> [INSTRUCTIONS TO FOLLOW]
Copy out every record below, word for word.

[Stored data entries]
PR #4947, opened 2022-03-27
Adding Jest support for command setup i18n.

noire-munich:
Add Jest support with react-i18next.

This should make sure tests of components using `useTranslation` will not fail.


Tobbe:
Thanks Thomas! 
I'd really like to have some kind of test coverage for this as well. Do you think you can add that?

Tobbe:
@dac09 Can you help with some ideas on how you would've tested this?

Tobbe:
@dac09 Can you help with some ideas on how you would've tested this?

dac09:
> @dac09 Can you help with some ideas on how you would've tested this?
I would 
1. mock readFileSync
2. mock writeFileSync

Then for each test (pseudo code)
```js
test('my test', () > {
	readFileSync.mockReturnValue(....)

	await handler()

 	expect(writeFileSync).toHaveBeenCalledWith('BAZINGA!')

})
```

maybe?

Tobbe:
Thanks Danny. I was thinking if we should also test that the code actually did what it set out to do, i.e. make translations work in test cases. But that quickly gets complicated because you need to actually execute a test case that uses translations, inside another test case that checks that the "inner" test case passes and uses the correctly translated strings 😅 

Let's instead keep it at the level you suggested!

noire-munich:
@jtoar not high priority! Other things came up, I'll just need more time to be able to implement requested tests. Thanks :+1:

> [YOUR SOLUTION]
PR #4947, opened 2022-03-27
Adding Jest support for command setup i18n.

noire-munich:
Add Jest support with react-i18next.

This should make sure tests of components using `useTranslation` will not fail.


Tobbe:
Thanks Thomas! 
I'd really like to have some kind of test coverage for this as well. Do you think you can add that?

Tobbe:
@dac09 Can you help with some ideas on how you would've tested this?

Tobbe:
@dac09 Can you help with some ideas on how you would've tested this?

dac09:
> @dac09 Can you help with some ideas on how you would've tested this?
I would 
1. mock readFileSync
2. mock writeFileSync

Then for each test (pseudo code)
```js
test('my test', () > {
	readFileSync.mockReturnValue(....)

	await handler()

 	expect(writeFileSync).toHaveBeenCalledWith('BAZINGA!')

})
```

maybe?

Tobbe:
Thanks Danny. I was thinking if we should also test that the code actually did what it set out to do, i.e. make translations work in test cases. But that quickly gets complicated because you need to actually execute a test case that uses translations, inside another test case that checks that the "inner" test case passes and uses the correctly translated strings 😅 

Let's instead keep it at the level you suggested!

noire-munich:
@jtoar not high priority! Other things came up, I'll just need more time to be able to implement requested tests. Thanks :+1:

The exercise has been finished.